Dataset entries
■ ■ ■ ■ ■

PR #4748, opened 2025-11-25
xenoarch: hide some node effects until unlocked

cmorley191:
## About the PR

Artifact node effects are now sometimes hidden (in the analysis console), until you unlock them.

- there is a 10% chance for a node's effect to be hidden completely (it says "Unable to detect (unlock to discover)")
- there is a 60% chance for only a vague description of the effect to be shown (e.g. "Strong energy release (unable to detect details)")
- otherwise (30%), the detailed description is shown (the descriptions we already were showing)
- after a node is unlocked, its detailed description is shown forever after

## Why / Balance

This is related to a common criticism of the new xenoarch system, when discussing the system in https://github.com/DeltaV-Station/Delta-v/pull/4640

A general feedback point of the new xenoarch system is that it is missing the mystery and danger of the old system. The old system had vague descriptions of what effect will actually occur, while the new system always shows a unique and precisely-worded effect description.

With this PR, some nodes will be reminiscent of the old system, where many possible effects fall under the vague descriptions. The description narrows it down a little, but not much.

## Technical details

Description of the changed files:
- `XenoArtifactComponent.cs` defines the probability rates of the hiding to occur
- With those probabilities, the `SharedXenoArtifactSystem.Node.cs` decides whether each node will hide, vaguely-describe, or specifically-describe the effect until unlocked (this is tracked in `XenoArtifactNodeComponent.cs`)
- `AnalysisConsoleMenu.xaml.cs` does the rendering of this decision, via the localization in `artifact-analyzer.ftl`
- To facilitate each effect having multiple descriptions (a specific one, and a vague one shared with other effects), the descriptions were moved out of `effects.yml` and into `artifact-hints.ftl`. 
  - Each effect specifies its descriptions via the new `XAEDetailsComponent.cs`

### Testing

This is hard to test extensively. Effects are lists of components to add to the Node entity, so there's no single "EffectComponent" I can edit to procedurally check every single effect is working in-game.

Here's all I did for testing:
- did the xenoarch gameplay a while, just making sure I didn't encounter any issues from a while of normal gameplay
- spawned a ton of artifacts, watch console log for errors (and also logged to see if the `-unknown` default tip ever got used, which it didn't, which is good)
- thoroughly double- and triple-checked I didn't have any typos in effects.yml (regex and other methods)

## Media

Example of a vaguely-described effect (33% of nodes). After the node is triggered for the first time (unlocking it), the text in parentheses is replaced with the more specific description.

image

---

Most nodes (60%) still just immediately show the specific description, when they're next to be unlocked.

image

---

Some effects are hidden entirely (10% of nodes), until you unlock them.

image

## Merging

## Requirements

## Breaking changes

**Changelog**

:cl:
- tweak: Artifact node effects are sometimes hidden or unpredictable until after you trigger them for the first time. Be careful!


cmorley191:
This PR is code-complete. Opening it as a draft because:
- I want feedback on the idea
- I need to do more extensive testing

AirlineFood001:
these changes you're doing are genuinely peak and I PRAY they get approved, new xenoarch is missing the real risk and danger that the old system had and I LOVE seeing things like what you're doing bringing it back.

Content.Shared/Xenoarchaeology/Artifact/Components/XenoArtifactComponent.cs
```diff
@@ -166,6 +166,18 @@ public sealed partial class XenoArtifactComponent : Component
...
+    /// Probability for each node that its effect will be hidden in the analysis console until it is unlocked.
+    /// </summary>
+    [DataField]
+    public float LockedEffectHiddenProbability = 0.1f;
+
+    /// <summary>
+    /// Probability for each node that its effect will give a generic hint, rather than a specific one (until it is unlocked).
+    /// </summary>
+    [DataField]
+    public float LockedEffectVagueProbability = 0.33f;
```
ShepardToTheStars: Add `DeltaV` to the beginning of the Summary blocks, in case of upstream conflicts, I'll know that these are DeltaV-specific variables.

Alternatively, since this Component is a partial class, you can create a file in the _DV directory and keep these totally separate. Either one works for me.

Content.Shared/Xenoarchaeology/Artifact/Components/XenoArtifactNodeComponent.cs
```diff
@@ -28,6 +28,30 @@ public sealed partial class XenoArtifactNodeComponent : Component
...
+    /// Whether the effect of the node is hidden in the analysis console until unlocked.
+    /// </summary>
+    [DataField, AutoNetworkedField]
+    public bool LockedEffectTipHidden = false;
+
+    /// <summary>
+    /// Whether the effect of the node is described only vaguely in the analysis console until unlocked.
+    /// </summary>
+    [DataField, AutoNetworkedField]
+    public bool LockedEffectTipVague = false;
```
ShepardToTheStars, line 53: Add `DeltaV` to the beginning of the Summary blocks, in case of upstream conflicts, I'll know that these are DeltaV-specific variables.

Alternatively, since this Component is a partial class, you can create a file in the _DV directory and keep these totally separate. Either one works for me.

Content.Shared/Xenoarchaeology/Artifact/SharedXenoArtifactSystem.Node.cs
```diff
@@ -111,6 +113,23 @@ public Entity<XenoArtifactNodeComponent> CreateNode(Entity<XenoArtifactComponent
...
+        nodeComponent.LockedEffectTipHidden = RobustRandom.Prob(ent.Comp.LockedEffectHiddenProbability);
+        nodeComponent.LockedEffectTipVague = RobustRandom.Prob(ent.Comp.LockedEffectVagueProbability);
+        if (TryComp<XAEDetailsComponent>(nodeEnt.Value.Owner, out var details))
+        {
+            nodeComponent.EffectTipSpecific = details.SpecificTip;
+            nodeComponent.EffectTipVague = details.VagueTip;
+            if (!details.AllowLockedEffectHiding)
+            {
+                nodeComponent.LockedEffectTipHidden = false;
+            }
```
ShepardToTheStars: nit: take out the parentheses since its a single-line if statement

ShepardToTheStars (changes requested):
I somewhat dislike how the localization string is created in `AnalysisConsoleMenu.xaml.cs` but I have no advice on how to improve it at the moment. It's probably fine for now, but we may want to revisit it if we do end up keeping new XenoArch in the long-term.

cmorley191:
> dislike how the localization string is created in AnalysisConsoleMenu.xaml.cs

this is prevalent throughout upstream code in the file, so if we want to change that we should probably do it in upstream

(my understanding is a smaller DeltaV code footprint == better DeltaV code footprint)

Content.Shared/Xenoarchaeology/Artifact/Components/XenoArtifactComponent.cs
cmorley191: The only components in the entire codebase that I see taking advantage of partial classes is `PhysicsComponent.Physics.cs` and `PhysicsComponent.Collision.cs`. So I'm gonna follow the trend here and just leave it. I like the idea though

cmorley191:
@ShepardToTheStars ready for re-review

Content.Shared/Xenoarchaeology/Artifact/Components/XenoArtifactComponent.cs
ShepardToTheStars: Either way is fine. If it doesn't have a DeltaV marker, I usually end up clobbering it during upstream merges as it might just be a part of the code that has missed a patch or something.

ShepardToTheStars:
> > dislike how the localization string is created in AnalysisConsoleMenu.xaml.cs
> 
> this is prevalent throughout upstream code in the file, so if we want to change that we should probably do it in upstream
> 
> (my understanding is a smaller DeltaV code footprint == better DeltaV code footprint)

No worries. I understand how complex this stuff can be.

Is this ready to be taken out of draft?

cmorley191:
Nah I still gotta figure out how to test... every single effect to make sure I didn't mess up

Or something

cmorley191:
This is probably ready to go. I tested it as best I could (which wasn't a great amount of testing). See the PR description (Testing section) for details.

Direction might want to have an opinion about this PR.

ShepardToTheStars:
Very relevant test fails.

ShepardToTheStars (commented):
~~Clearing my requested changes status.~~

Or not.

cmorley191:
My first TryStopNukeOpsFromConstantlyFailing failure! :)

cmorley191:
Changed percentages to the current direction consensus:

Was: 10% total hiding, 30% vague hiding, 60% specific

Now: 10% total hiding, 60% vague hiding, 30% specific

ShepardToTheStars (approved):
Maintainer approval.

PR #4768, opened 2025-11-26
Fixes mime survival box spawns

### LINKED ISSUE #4766: Mimes don't start with a survival box
It's really that simple. Mimes don't get a survival box. It's actually been this way for months but I don't think anyone has actually cared enough to report it. But I figure it should PROBABLY get reported eventually. It may just be felinid mimes somehow, I've heard reports from other mimes that they get theirs, but both Clumsy and myself have confirmed that we at least aren't getting them and it's not a loadout issue that I can tell.

pootslap:
## About the PR

Fixed some mimes not spawning with survival boxes.
## Why / Balance

Fixes #4766 I hope.
Delta-V specific species that breathe oxygen weren't getting their survival boxes after the upstream merge, every other species was fine.
## Technical details

Don't know what changed behind the scenes so I copied the OxygenBreather stuff to OxygenBreatherMime and it worked.
## Media

N/A
## Requirements

## Breaking changes

God I hope not.
**Changelog**

:cl:

- fix: Fixed certain species not starting with a survival box when joining as a mime.

### DIFF
--- a/Resources/Prototypes/Loadouts/Miscellaneous/survival.yml
+++ b/Resources/Prototypes/Loadouts/Miscellaneous/survival.yml
@@ -97,7 +97,7 @@
 - type: loadout
   id: EmergencyOxygenMime
   effects:
-  - !type:GroupLoadoutEffect
+  - !type:SpeciesLoadoutEffect
     proto: OxygenBreatherMime
   storage:
     back:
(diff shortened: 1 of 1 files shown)


ShepardToTheStars (approved):
Looks good.

PR #4783, opened 2025-11-27
Change age appearance

pootslap:
## About the PR

Changed the thresholds for being middle-aged from 30 -> 40 and old from 60 -> 70.
## Why / Balance

30 is not middle-aged and characters can be as old as 120, there could be a bit more leeway with what's considered old. 
Currently there are only 12 years where you're considered young and 60 where you're old, this shortens the gulf slightly.

This will result in some characters changing category but the numbers should be close enough that they are fixable without completely rewriting any backstories.

## Technical details

Modified YoungAge and OldAge
## Requirements

## Breaking changes

**Changelog**

:cl:

- tweak: Characters must now be 40 to be considered middle-aged and 70 to be considered old.

### DIFF
--- a/Content.Shared/Humanoid/Prototypes/SpeciesPrototype.cs
+++ b/Content.Shared/Humanoid/Prototypes/SpeciesPrototype.cs
@@ -108,7 +108,7 @@ public sealed partial class SpeciesPrototype : IPrototype
     ///     Characters younger than this appear young.
     /// </summary>
     [DataField]
-    public int YoungAge = 40;
+    public int YoungAge = 39;
 
     /// <summary>
     ///     Characters older than this appear old. Characters in between young and old age appear middle aged.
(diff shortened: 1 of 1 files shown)


Content.Shared/Humanoid/Prototypes/SpeciesPrototype.cs
```diff
@@ -108,13 +108,13 @@ public sealed partial class SpeciesPrototype : IPrototype
     ///     Characters younger than this appear young.
     /// </summary>
     [DataField]
-    public int YoungAge = 30;
+    public int YoungAge = 40;
```
Toby222: Add `// DeltaV` comments explaining the change
Also would it not be better to override these on the individual species and give them appropriate values? (It's fine to leave this as is, just asking)

Toby222 (changes requested):

Content.Shared/Humanoid/Prototypes/SpeciesPrototype.cs
pootslap: I was considering something like that, maybe even giving species like IPCs a lower minimum or higher maximum age e.g. An IPC built two years ago actually being two years old. I might try something like that in a separate PR, this was just to fix a weird inconsistency some people pointed out.

Toby222 (approved):

weskified:
diretion review 24h

ShepardToTheStars:
Direction approved.

PR #4746, opened 2025-11-25
Bring crawling values more in-line with shitmed crawling

kotobdev:
## About the PR
Stand-up time reduced to 0.5, crawling speed halved to 0.2.

## Why / Balance
We've been playing with those values since January, and they've worked pretty well. Feels familiar to everyone, and IMO just works better then the current speeds.

This does increase how fast you stand up after your stunned status expires. However, at that point you can already pick items up, and overall movement speed is still drastically lowered by stamina anyways.

Semi-related notes regarding crawling in general:
It's worth noting that upstream crawling killed the slip meta. After slipping, you can immediately pick items back up. This might have been the biggest clown nerf in SS14 history.
<sub>Anecdotal thing: the new crawling sprite rotations are nowhere near as pretty as WD/shitmed's crawling system was, but it might be a pain to modify. i'll have to look into that later</sub>

## Technical details
component ops

## Media

https://github.com/user-attachments/assets/7f88f100-b0e8-4b5d-aebd-1b95dfb8ea86

## Requirements

- [X] I have tested all added content and changes.
- [X] I have added media to this PR or it does not require an ingame showcase.

## Breaking changes

**Changelog**

:cl:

■ ■ ■ ■ ■

▶ _What is required_:
When the line with "Currently there are" is reached in the data above, start copying there, and copy each line exactly until the line with "-108,7 +108,7 @@" has been copied; copy nothing else.

▶ _Answer section_:
Currently there are only 12 years where you're considered young and 60 where you're old, this shortens the gulf slightly.

This will result in some characters changing category but the numbers should be close enough that they are fixable without completely rewriting any backstories.

## Technical details

Modified YoungAge and OldAge
## Requirements

## Breaking changes

**Changelog**

:cl:

- tweak: Characters must now be 40 to be considered middle-aged and 70 to be considered old.

### DIFF
--- a/Content.Shared/Humanoid/Prototypes/SpeciesPrototype.cs
+++ b/Content.Shared/Humanoid/Prototypes/SpeciesPrototype.cs
@@ -108,7 +108,7 @@ public sealed partial class SpeciesPrototype : IPrototype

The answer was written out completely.